​ISIS' Target Station 1 has been in a long shutdown since June 2021, to allow for some major engineering projects to take place. These include the TS1 project, which saw the removal and replacement of the target, moderators and surrounding assembly, and the significant upgrade of a number of neutron and muon beamlines.

As the projects near completion, the beam will be directed back to TS1 for commissioning of the target and instruments to take place. As well as the team working on the TS1 Project itself (some of whom are pictured above) there are many other groups of people who need to work together to bring the target station back to operations. We speak to some of the teams involved in preparing for this and how they ensure the instruments become safe and operational as quickly as possible.

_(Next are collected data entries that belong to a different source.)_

PR #277, opened 2018-04-04
Linux kernel coding style

DimitriPapadopoulos:
* However, never break user-visible strings such as printk messages, because that breaks the ability to grep for them.

### DIFF
--- a/src/config.c
+++ b/src/config.c
@@ -195,16 +195,15 @@ int load_config(struct vpn_config *cfg, const char *filename)
 		} else if (strcmp(key, "half-internet-routes") == 0) {
 			int half_internet_routes = strtob(val);
 			if (half_internet_routes < 0) {
-				log_warn("Bad half-internet-routes in config"
-				         " file: \"%s\".\n", val);
+				log_warn("Bad half-internet-routes in config file: \"%s\".\n",
+				         val);
 				continue;
 			}
 			cfg->half_internet_routes = half_internet_routes;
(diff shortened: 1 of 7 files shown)


DimitriPapadopoulos:
@adrienverge I have rewritten the pull request to unfold user-visible strings. Tests have been updated accordingly. Would you consider this pull request?

adrienverge:
Thanks, you're right, it's probably better like that.

Can you put the `tests/lint/line-length.sh` change in a separated commit (for easier retrieval and understanding), and add a comment for `s/"[^"]*"/""/g` so that users can understand why we do this?
I would even break the `sed` command in two...

DimitriPapadopoulos:
Sure. How to break the _sed_ comment in two though? Using a second temporary file - I'd rather avoid that - or a simple pipe?

adrienverge:
I admit using a second temporary file sucks. Maybe a simple explanatory comment will be enough?

DimitriPapadopoulos:
I have modified the pull request. Comments welcome.

DimitriPapadopoulos:
@adrienverge Would you mind if I replaced `tests/lint/line-length.sh` with a Perl (or even Python) script? To properly handle strings, I need more elaborate code that I am unable to contribute in _awk_.

adrienverge:
OK for Python! I'd prefer not Perl because I wouldn't be able to review it.

DimitriPapadopoulos:
Good, I prefer Python too although Perl is handy for tiny scripts.

Issue #280, opened 2018-04-05
hard coded remote address in pppd parameters


mrbaseman:
In the parameters for calling pppd the address 1.1.1.1 [is hard coded](https://github.com/adrienverge/openfortivpn/blob/master/src/tunnel.c#L128) as remote address on the ppp link, see "Options" Section in [man 8 pppd](https://linux.die.net/man/8/pppd).
My understanding is that this is needed to bring up the connection until the remote side has assigned a proper IP. However, when starting `openfortivpn` a host route is added for this. It seems that this "virtual ip" has been widely used also by other vendors like [Cisco](https://supportforums.cisco.com/t5/getting-started-with-wireless/what-virtual-ip-should-i-use-on-a-cisco-wlc/td-p/3018060), but it has been assigned to [cloudflare](https://www.cloudflare.com/learning/dns/what-is-1.1.1.1/), now. Therefore, one should use a different IP from the range of
[RFC1918 private addresses](http://www.ietf.org/rfc/rfc1918.txt) or an [RFC3330 Test-Net address](https://tools.ietf.org/html/rfc3330) (such as 192.0.2.1/32) as explained for the use case of [DHCP servers](
http://www.revolutionwifi.net/revolutionwifi/2011/03/explaining-dhcp-server-1111.html). In the Cisco case also one of the [rfc5737 test nets](https://tools.ietf.org/rfc/rfc5737.txt) is recommended.
I would suggest to apply a similar change for `openfortivpn`. Does anybody know if this _can_ easily be changed on the client side, or do we have to wait for Fortigate to change it and adapt the client once the server has changed?

DimitriPapadopoulos:
[1.1.1.1 is used by Fortinet VPN as the virtual endpoint so doesn’t work when my VPN is running](https://twitter.com/chriswigginsnz/status/981315362015789056)

DimitriPapadopoulos:
Although I don't have a good understanding of the Fortinet VPN or network routing, it looks like 1.1.1.1 is just a default value and that it can be readily changed on the FortiGate device: [Howto Fortigate](https://www.shrew.net/support/Howto_Fortigate#Gateway_Configuration).

If that's the case, I'm curious how _FortiClient_ handles that. Can the gateway be queried instead of hard-coded in the client software or configuration file?

Have you tried using 1.1.1.1 as the default DNS server for your workstation together with _openfortivpn_? What happens then? Just DNS queries not working? _openfortivpn_ not working?

[...]

PR #281, opened 2018-04-05
replace hard-coded virtual ip address in pppd call parameters…

mrbaseman:
…by a rc3330 test-net address

1.1.1.1 was widely used for ppp connections in the past but it has been assigned by  IANA and is used by a public DNS server operated by Cloudflare now. Recommendation is to use a test-net address instead. This commit therefore changes it to 192.0.2.1 and solves #280

### DIFF
--- a/src/tunnel.c
+++ b/src/tunnel.c
@@ -125,7 +125,7 @@ static int pppd_run(struct tunnel *tunnel)
 		static const char *args[] = {
 			pppd_path,
 			"38400", // speed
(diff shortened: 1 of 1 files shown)


DimitriPapadopoulos:
https://github.com/adrienverge/openfortivpn/blob/ce5ba40/etc/ppp/peers/openfortivpn#L2

mrbaseman:
oops, I have closed this somehow by accident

During a shutdown, the ISIS beamlines switch from being officially managed by the beamline scientists to being the control of the Operations Team. The routine of returning the beamlines to the scientists after a short shutdown is relatively straightforward, involving some mechanical and electrical safety checks to ensure the shutters and interlocks are working correctly. However, after such a long shutdown, things are a bit different. Some beamlines have had a considerable amount of work done on them, which means they will need additional radiological checks to ensure the new setup and shielding is safe.

The usual checks might also take longer. In the same way the mechanical and electrical workings of your car might not work after 18 months of being off, the beamlines at ISIS are the same. Although, in a lot of TS1 cases, probably a lot older than your car! In the past, large engineering projects have changed the weight distribution in the target stations, leading to the floor levels to shift by a few mm: enough to upset some of the precision alignments in the instruments. The last few weeks before the beam returns have been busy for the Operations team. John Crawford says: “we are called to the instruments to help solve any problems that might have developed during the shutdown: our step count goes right up!"

They are also conscious of the need to document the new instrument setups accurately. Andy Nobbs explains: “when TS1 was built, computer drawings didn't exist, and most instrument plans were done on paper. We have found frequently that adjustments were made but not written down, and this can cause a nasty surprise when it comes to maintenance or replacement. We're making sure that when we close up instruments now, our model is an accurate representation of what's inside." During commissioning, the beam intensity will slowly ramp up, allowing the teams to discover any issues quickly if they arise.

Another major project to be taking place during the long shutdown was the upgrade of the RIKEN-RAL muon beamlines. This has included the installation of 35 new power supplies, over 100 km of cabling and miles of pipework. Before the beam returns, the team have been testing as much as they can, including the magnets, water systems and the 11 new vacuum pump sets and gauges. They have also been testing the integration of the new power supplies with the IBEX software used in the instruments. As with the Operations team, they have also discovered some issues during commissioning, but have been able to fix them during the process. The final stage is to return the shielding and mezzanine floor; even this requires planning as the crane is in high demand! When the beam is back on, and the muon target back in place, they will be able to do the final tuning of the magnets and detectors.

Unlike some of the other groups, the Ancillary Plant team's systems weren't turned off during the long shutdown. This is because they manage water flow, and many pieces of equipment require this to continue, even when they're not in use. Some of them cannot be drained, and the health risks of standing water are such that the dials were just turned down, rather than off. Even this is difficult to manage. Arron Froud explains: “the plant is designed to be operational, and we had to adjust a lot of set-points and alarms to adjust to a lower water flow rate. These will have to be re-adjusted as we prepare for the beam to return to TS1."

Every day, whether during a run cycle or a maintenance period, the team monitor the water quality in the system. This includes bacteria levels but also pressure and temperature. By tracking these measurements by uploading them online, they're able to find any issues in the system, including leaks. This means that, even when circulating up to 150,000 litres of water every day, they can spot when a few litres go missing because of a broken pipe. The team of 14 are looking for ways to reduce their power consumption, balancing the desire to turn off equipment when it's not in use with the damage that could be done if the water supply is stopped.

As the long shutdown comes to an end, the team have had to make sure that the new pipework from the instrument upgrades and the TS1 project is integrated into the existing system. One new piece of equipment required a higher water flow for cooling than was expected and required a quick re-design to ensure it could operate safely with the connections available. In other areas, leaks were discovered when shielding had been returned slightly out of its original position. This type of problem solving is common for the team, who have replacement pumps and other equipment on standby for a quick installation if something goes wrong when ISIS is running.